For a more targeted approach, addressable TV advertising allows brands not only to hone in on a receptive audience at a granular level, it also follows the customer journey, using purchase and behavioral data to target current buyers to increase market penetration, boost customer loyalty, identify purchasers of competing brands or products to promote switching, and tap lapsed purchasers to help bridge gaps in purchase history.
The assumption may be that addressable TV advertising is worth the investment only for industries and brands seeking specific customers for costly products or services – middle-aged women seeking to upgrade the family car, for example, or golfers planning their next resort vacation. Following that line of thinking, makers of mass-market items that almost everyone uses – tissues, soap, or sandwich bread – need only to cast the widest possible net and reach the largest audience to prosper.
Targeting a more specific audience at the household level, however, can minimize waste while retaining an effective level of reach. For instance, a CPG brand used addressable to shift share from a competing brand, resulting in a 21% increase in brand penetration.

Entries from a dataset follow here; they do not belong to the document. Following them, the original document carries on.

PR #1909, opened 2026-08-05
musig: fix pseudocode in `_musig_pubkey_ec_tweak_add` API docs

theStack:
Reported by [Project Loupe](https://github.com/project-loupe)

### DIFF
--- a/include/secp256k1_musig.h
+++ b/include/secp256k1_musig.h
@@ -236,7 +236,7 @@ SECP256K1_API SECP256K1_WARN_UNUSED_RESULT int secp256k1_musig_pubkey_get(
  *
  *  secp256k1_musig_pubkey_agg(..., keyagg_cache, pubkeys, ...)
  *  secp256k1_musig_pubkey_get(..., agg_pk, keyagg_cache)
- *  secp256k1_musig_pubkey_ec_tweak_add(..., output_pk, tweak32, keyagg_cache)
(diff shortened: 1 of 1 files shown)


include/secp256k1_musig.h
```diff
@@ -236,7 +236,7 @@ SECP256K1_API SECP256K1_WARN_UNUSED_RESULT int secp256k1_musig_pubkey_get(
  *
  *  secp256k1_musig_pubkey_agg(..., keyagg_cache, pubkeys, ...)
  *  secp256k1_musig_pubkey_get(..., agg_pk, keyagg_cache)
- *  secp256k1_musig_pubkey_ec_tweak_add(..., output_pk, tweak32, keyagg_cache)
```
l0rinc, line 239: I also found many others a while ago: https://github.com/l0rinc/secp256k1/commit/e1cd68c630fe34bf1620c10a6e0cebf2757ef58b

theStack: Nice, either that was not on one of the audit branches you showed me in the past, or (more likely) I missed it. Want to open an alternative PR with that commit?

The exact wording of the tweak32 parameter doc change might need a closer look by reviewers (is it okay to only state "would be invalid", or do we want to keep being explicit how an invalid result is reached), but all the changes seem to make sense in principle.

PR #1910, opened 2026-08-05
scratch: reject sizes that overflow when added to header

theStack:
We only use scratch space internally, so this is not an issue for the user (scratch API functions have been removed since 0.6.0, see #1620), but fixing this might still make sense to prepare for the unlikely case that we expose the scratch API again in the future. An alternative could be to simply delete the scratch space functionality already, as e.g. done in PR #1789.

Reported by [Project Loupe](https://github.com/project-loupe)

### DIFF
--- a/src/tests.c
+++ b/src/tests.c
@@ -420,6 +420,12 @@ static void run_scratch_tests(void) {
     CHECK(secp256k1_scratch_alloc(&CTX->error_callback, scratch, SIZE_MAX) == NULL);
     secp256k1_scratch_space_destroy(CTX, scratch);
 
+    /* Creating a scratch space whose size would wrap around when the aligned
+     * header size is added to it fails, both for SIZE_MAX and for the smallest
+     * size that still wraps. */
+    CHECK(secp256k1_scratch_space_create(CTX, SIZE_MAX) == NULL);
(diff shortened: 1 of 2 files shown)


src/tests.c
```diff
@@ -420,6 +420,12 @@ static void run_scratch_tests(void) {
     CHECK(secp256k1_scratch_alloc(&CTX->error_callback, scratch, SIZE_MAX) == NULL);
     secp256k1_scratch_space_destroy(CTX, scratch);
 
+    /* Creating a scratch space whose size would wrap around when the aligned
+     * header size is added to it fails, both for SIZE_MAX and for the smallest
+     * size that still wraps. */
+    CHECK(secp256k1_scratch_space_create(CTX, SIZE_MAX) == NULL);
```
l0rinc, line 426: Had a very similar finding a while back: https://github.com/l0rinc/secp256k1/commit/d7e3b4925c9a97aca6ffb4e7e55e0591f1f8d470

apoelstra:
utACK 3d4340d17325a6732108423f9d3e54de99539a60

real-or-random (approved):
utACK 3d4340d17325a6732108423f9d3e54de99539a60

PR #1911, opened 2026-08-07
refactor: rename `ctx` param to `ecmult_gen_ctx` where applicable

theStack:
To be more consistent and avoid confusion with regular `secp256k1_context` instances, rename the `ctx` parameter to `ecmult_gen_ctx` in all functions that take `secp256k1_ecmult_gen_context` pointers (see discussion https://github.com/bitcoin-core/secp256k1/issues/1835#issuecomment-4057203336 ff.).

While at it, move the * in pointer declarations of the touched functions to the right side for consistency across the code base, see PR #1252.

### DIFF
--- a/src/ecmult_gen_impl.h
+++ b/src/ecmult_gen_impl.h
@@ -14,20 +14,20 @@
 #include "hash_impl.h"
 #include "precomputed_ecmult_gen.h"
 
-static void secp256k1_ecmult_gen_context_build(secp256k1_ecmult_gen_context *ctx, const secp256k1_hash_ctx *hash_ctx) {
-    secp256k1_ecmult_gen_blind(ctx, hash_ctx, NULL);
-    ctx->built = 1;
+static void secp256k1_ecmult_gen_context_build(secp256k1_ecmult_gen_context *ecmult_gen_ctx, const secp256k1_hash_ctx *hash_ctx) {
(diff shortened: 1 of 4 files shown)


src/ecmult_gen_impl.h
```diff
@@ -107,7 +107,7 @@ static void secp256k1_ecmult_gen_gej(const secp256k1_ecmult_gen_context *ctx, se
      */
 
     /* Compute the scalar d = (gn + ctx->scalar_offset). */
-    secp256k1_scalar_add(&d, &ctx->scalar_offset, gn);
+    secp256k1_scalar_add(&d, &ecmult_gen_ctx->scalar_offset, gn);
```
real-or-random: The comment should also be changed. (And there are more comments that need to change.)

real-or-random (commented):
Concept ACK

src/ecmult_gen_impl.h
theStack: Thanks, updated (hope I caught them all).

real-or-random (approved):
utACK 81a5a7567d10b358e6e41ef6085adf2ab2abc879

apoelstra (approved):
ACK 81a5a7567d10b358e6e41ef6085adf2ab2abc879; successfully ran local tests

PR #1913, opened 2026-08-12
context: prevent clones from copying allocator residue

l0rinc:
**Problem:** Context creation initializes every member but leaves padding bytes untouched.
Cloning a dynamically allocated context into caller-provided storage may copy undefined allocator bytes with the other members.
[The caller remains responsible for that storage after destroying the context](https://github.com/bitcoin-core/secp256k1/blob/687155df6b76f1da1639a6f0923b69e6beaa3a09/include/secp256k1_preallocated.h#L105-L119), so memory checkers report the undefined bytes when the block is compared or written out.
This is a local initialization defect, no remote or Bitcoin Core path is known.

**Fix:** Zero the complete context representation before member initialization and clone assignment.
Extend the existing context test to require every byte to be defined after both creation modes and both clone modes.

### DIFF
--- a/src/secp256k1.c
+++ b/src/secp256k1.c
@@ -128,6 +128,8 @@ secp256k1_context* secp256k1_context_preallocated_create(void* prealloc, unsigne
     }
     VERIFY_CHECK(prealloc != NULL);
     ret = (secp256k1_context*)prealloc;
+    /* Initialize padding before member writes leave it untouched. */
+    memset(ret, 0, sizeof(*ret));
     ret->illegal_callback = default_illegal_callback;
     ret->error_callback = default_error_callback;
     secp256k1_hash_ctx_init(&ret->hash_ctx);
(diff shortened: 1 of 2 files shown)


theStack:
It's unclear to me if this is a problem in the first place, as users are not meant to inspect the raw bytes of context objects (or any other opaque objects for that matter), so the mentioned "block is compared or written out" scenario which would presumably trigger a report by memory checkers seems one that is outside of the API contract. After destroying the context, that contract arguably ends, but I can't see why users would want to perform any reads from the memory either before freeing (I'd imagine they just do nothing if it's stack/global storage, or calling a `free` equivalent if it was dynamically allocated by the user), so it seems a bit far-fetched. If we are really worried about that latter scenario, maybe do the memset only at the end of `secp256k1_context_preallocated_destroy`, and leave the other functions unchanged? Curious what other reviewers think.

During the lifetime of a context object, uninitialized padding bytes seem to be just fine in any case.

l0rinc:
Thank you, closing, if other reviewers disagree we can reopen

PR #1844, opened 2026-04-11
optimize pubkey tweaking by using vartime jacobian->affine conversion (~10% speedup)

theStack:
This PR has a very similar theme and motivation as #1843, but is significantly simpler.

Tweaks are not considered sensitive data, and the point multiplications are not performed in constant-time either, so we can use the variable-time variant for converting to affine coordinates (ge_set_gej_var) as well to improve the performance. On my arm64 machine, this shows a ~10% speedup for both the additive and multiplicative public key tweaking API functions:

master branch
```
$ ./build/bin/bench tweak
Benchmark                     ,    Min(us)    ,    Avg(us)    ,    Max(us)

ec_pk_tweak_add               ,    16.3       ,    16.4       ,    16.7
ec_pk_tweak_mul               ,    19.7       ,    19.8       ,    19.8
```

PR branch
```
$ ./build/bin/bench tweak
Benchmark                     ,    Min(us)    ,    Avg(us)    ,    Max(us)

ec_pk_tweak_add               ,    14.6       ,    14.7       ,    14.9
ec_pk_tweak_mul               ,    18.1       ,    18.1       ,    18.2
```

The reduced execution time roughly matches the difference between `fe_inv` and `fe_inv_var` (see internal benchmarks), ~1.6 us on my machine.

Note that the improved code path for additive tweaking (function `secp256k1_eckey_pubkey_tweak_add`) is also used in the following API functions, so they should all benefit from it:
* [`secp256k1_xonly_pubkey_tweak_add`](https://github.com/bitcoin-core/secp256k1/blob/7262adb4b40074201fb30847035a82b8d742f350/src/modules/extrakeys/main_impl.h#L128)
* [`secp256k1_xonly_pubkey_tweak_add_check`](https://github.com/bitcoin-core/secp256k1/blob/7262adb4b40074201fb30847035a82b8d742f350/src/modules/extrakeys/main_impl.h#L145) (this one is used for [verifying P2TR script path spends in Bitcoin Core](https://github.com/bitcoin/bitcoin/blob/a7c30da1f6fc2eebd7514dd032fbb54940d467de/src/pubkey.cpp#L257-L263) and thus consensus-critical, see BIP341)
* [`secp256k1_keypair_xonly_tweak_add`](https://github.com/bitcoin-core/secp256k1/blob/7262adb4b40074201fb30847035a82b8d742f350/src/modules/extrakeys/main_impl.h#L274)
[...]

PR #1914, opened 2026-08-14
silentpayments: tweak spend pubkey using ecmult_gen_var (~25% scanning speedup for small N)

theStack:
Based on the #1883 branch, this PR takes advantage of the variable-time generator point multiplication function `ecmult_gen_var` for  spend public key tweaking in the output public key calculation $P_k = B_{spend} + t_k \cdot G$ (used both for [sending](https://github.com/bitcoin/bips/blob/60f5b33b0a7be3cf09b933d97b78071d684db7d1/bip-0352.mediawiki?plain=1#L313) and [scanning](https://github.com/bitcoin/bips/blob/60f5b33b0a7be3cf09b933d97b78071d684db7d1/bip-0352.mediawiki?plain=1#L349)). Note that $t_k$ is not considered a long-term secret (in contrast to e.g. the scan secret key), so using variable-time functions should be fine. This leads to a ~25% scanning speedup if the number of transaction outputs is small (N <= 10).

Results on my arm64 machine (as per `$ ./build/bin/bench silentpayments_scan_nomatch`, see also the commit body):

| N    | master    | PR branch | speedup |
|------|-----------|-----------|---------|
| 2    | 39.3 us   | 30.3 us   | 28.85%  |
| 5    | 40.4 us   | 31.7 us   | 27.44%  |
| 10   | 43.3 us   | 34.6 us   | 25.14%  |
| 100  | 89.6 us   | 81.2 us   | 10.34%  |
| 1000 | 1259.0 us | 1244.0 us | 1.99%   |

This PR is similar to the previous ones #1843, #1844, but it only changes the behavior of the silentpayments module and leaves other API functions unchanged.

### DIFF
--- a/src/bench_ecmult.c
+++ b/src/bench_ecmult.c
@@ -108,6 +108,15 @@ static void bench_ecmult_gen(void* arg, int iters) {
     }
 }
 
+static void bench_ecmult_gen_var(void* arg, int iters) {
+    bench_data* data = (bench_data*)arg;
+    int i;
+
+    for (i = 0; i < iters; ++i) {
+        secp256k1_ecmult_gen_var_gej(&data->output[i], &data->scalars[(data->offset1+i) % POINTS]);
+    }
+}
+
 static void bench_ecmult_gen_teardown(void* arg, int iters) {
     bench_data* data = (bench_data*)arg;
     bench_ecmult_teardown_helper(data, NULL, NULL, &data->offset1, iters);
@@ -199,6 +208,8 @@ static void run_ecmult_bench(bench_data* data, int iters) {
     char str[32];
     sprintf(str, "ecmult_gen");
     run_benchmark(str, bench_ecmult_gen, bench_ecmult_setup, bench_ecmult_gen_teardown, data, 10, iters);
+    sprintf(str, "ecmult_gen_var");
+    run_benchmark(str, bench_ecmult_gen_var, bench_ecmult_setup, bench_ecmult_gen_teardown, data, 10, iters);
     sprintf(str, "ecmult_const");
     run_benchmark(str, bench_ecmult_const, bench_ecmult_setup, bench_ecmult_const_teardown, data, 10, iters);
     sprintf(str, "ecmult_const_xonly");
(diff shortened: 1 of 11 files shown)


real-or-random:
Concept ACK

This was discussed in [yesterday's IRC meeting](https://gnusha.org/secp256k1/2026-08-24.log):

> 08:30 < real_or_random> I tend to think that's a bit of a hopeless case. When josie brought this up first, my initial reaction was "uh, let's stay safe here". But now I'm leaning towards the opposite. Any meaningful caller will branch on whether a match was found or not, with much more timing differences than we can ever generate in the raw crypto code. So getting a 25% speedup seems worth the deal
> [...] 
>08:36 < sipa> real_or_random: seems reasonable

theStack:
> Concept ACK
> 
> This was discussed in [yesterday's IRC meeting](https://gnusha.org/secp256k1/2026-08-24.log):
> 
> > 08:30 < real_or_random> I tend to think that's a bit of a hopeless case. When josie brought this up first, my initial reaction was "uh, let's stay safe here". But now I'm leaning towards the opposite. Any meaningful caller will branch on whether a match was found or not, with much more timing differences than we can ever generate in the raw crypto code. So getting a 25% speedup seems worth the deal
> > [...]
> > 08:36 < sipa> real_or_random: seems reasonable

I only notice now that the PR in its current state applies the same optimization also for the sending side, without giving much thought if that's also okay. The argument from the IRC meeting above is based solely on the scanning scenario ("caller will branch on whether a match was found or not"), for the sending side I assume there could theoretically still be (more of) a point treating shared_secret and t_k as actual secret?

Another slightly related follow-up question would be if at places where we treat these values not as secrets, we could (or should) then consequently also remove the memory clearing efforts, like e.g. the following:
https://github.com/bitcoin-core/secp256k1/blob/a9a61831bdcd97475e200a4bdd1ebed641f7268d/src/modules/silentpayments/main_impl.h#L705-L707

I'd say yes for consistency, though in this case there is no performance upside (I haven't verified, but I'd be surprised if this makes a noticeable difference), it just make the code overall a bit simpler by reducing LOC.

PR #1916, opened 2026-08-17
ecdh/ellswift: simplify seckey loading with `_scalar_set_b32_seckey`

theStack:
Instead of checking for overflow and zero manually, use the existing `_scalar_set_b32_seckey` helper which does both and returns zero if either of these two conditions apply. This can be seen as a very late follow-up to PR #701, commit 3fec9826086aa45ebbac1ff6fc3bb7b25ca78b1d, where the helper has been introduced and applied to the functions `_ecdsa_sign`, `_pubkey_create` and `_seckey_verify`. The variable name `is_sec_valid` has been chosen as it is currently also used in [`secp256k1_ecdsa_sign_inner`](https://github.com/bitcoin-core/secp256k1/blob/439278a649d3099d62dde966a76dc04aaca7ccb3/src/secp256k1.c#L555).

Note that introducing parantheses around `!!ret` was necessary to avoid warnings in the following form:
```
/home/thestack/secp256k1_master/src/modules/ecdh/main_impl.h: In function ‘secp256k1_ecdh’:
/home/thestack/secp256k1_master/src/modules/ecdh/main_impl.h:74:12: warning: suggest parentheses around operand of ‘!’ or change ‘&’ to ‘&&’ or ‘
!’ to ‘~’ [-Wparentheses]                                               
   74 |     return !!ret & is_sec_valid;                                                                                                         
      |            ^~~~~                                                
```

### DIFF
--- a/src/modules/ecdh/main_impl.h
+++ b/src/modules/ecdh/main_impl.h
@@ -33,7 +33,7 @@ const secp256k1_ecdh_hash_function secp256k1_ecdh_hash_function_default = ecdh_h
 
 int secp256k1_ecdh(const secp256k1_context* ctx, unsigned char *output, const secp256k1_pubkey *point, const unsigned char *scalar, secp256k1_ecdh_hash_function hashfp, void *data) {
     int ret = 0;
-    int overflow = 0;
+    int is_sec_valid;
     secp256k1_gej res;
     secp256k1_ge pt;
     secp256k1_scalar s;
@@ -46,10 +46,8 @@ int secp256k1_ecdh(const secp256k1_context* ctx, unsigned char *output, const se
     ARG_CHECK(scalar != NULL);
 
     secp256k1_pubkey_load(ctx, &pt, point);
-    secp256k1_scalar_set_b32(&s, scalar, &overflow);
-
-    overflow |= secp256k1_scalar_is_zero(&s);
-    secp256k1_scalar_cmov(&s, &secp256k1_scalar_one, overflow);
+    is_sec_valid = secp256k1_scalar_set_b32_seckey(&s, scalar);
+    secp256k1_scalar_cmov(&s, &secp256k1_scalar_one, !is_sec_valid);
 
     secp256k1_ecmult_const(&res, &pt, &s);
     secp256k1_ge_set_gej(&pt, &res);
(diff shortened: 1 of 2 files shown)


real-or-random (approved):
utACK c00dc8181054fb31a0149ce03ef8413300a3a8bf

real-or-random:
> Note that introducing parantheses around `!!ret` was necessary to avoid warnings in the following form:

Hm, indeed, but not sure why the compiler warns here. `!` still binds stronger than `&` according to https://en.cppreference.com/c/language/operator_precedence. Perhaps `is_sec_valid & !!ret` would work without parantheses (but I'm not suggesting a change).

It's probably good to keep it for consistency, but this entire business of using `&` instead of `&&` may be a little cargo cult. At least in this case, it shouldn't make a difference when it comes to constant-time compilation. We anyway don't know what the compiler will do.

theStack:
> > Note that introducing parantheses around `!!ret` was necessary to avoid warnings in the following form:
> 
> Hm, indeed, but not sure why the compiler warns here. `!` still binds stronger than `&` according to https://en.cppreference.com/c/language/operator_precedence. Perhaps `is_sec_valid & !!ret` would work without parantheses (but I'm not suggesting a change).

Was also a bit surprised about the warning. `is_sec_valid & !!ret` would indeed work without parantheses as I just verified :shrug: 

> It's probably good to keep it for consistency, but this entire business of using `&` instead of `&&` may be a little cargo cult. At least in this case, it shouldn't make a difference when it comes to constant-time compilation. We anyway don't know what the compiler will do.

Ah interesting, I honestly wasn't even aware that the idea behind using `&` instead of `&&` was constant-time reasons. Agree that it shouldn't make a difference. If we apply https://github.com/bitcoin-core/secp256k1/issues/1621 and follow the suggestion "function is constant-time only for valid inputs", these constructs will be gone anyways.

---

There are by the way two other instances where `_scalar_set_b32_seckey` could be used that I missed in this PR (due to only focusing on public API functions), in the internal silentpayment functions for calculating the `input_hash` and `t_k scalars`:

Both indexed TV campaigns and addressable TV campaigns offer valuable insights on what worked and what didn’t work with a campaign. For indexed linear, ACR data gives clarity on who watched and what they were exposed to. After an addressable campaign, incremental impact can be measured against a brand’s KPI.
Bottling the Power of TV
Marc Pritchard, the chief brand officer of Procter & Gamble, a company whose products are used by some 5 billion people globally each day – and one that has been widely celebrated for the success of their mass marketing – told attendees at an ANA gathering that there was a pressing need to reinvent traditional modes of advertising. The ideal would be, he explained, “mass reach with one-to-one precision.”
Indexing and addressable TV advertising, two highly potent mediums, offer both precision and the scale CPG marketers require.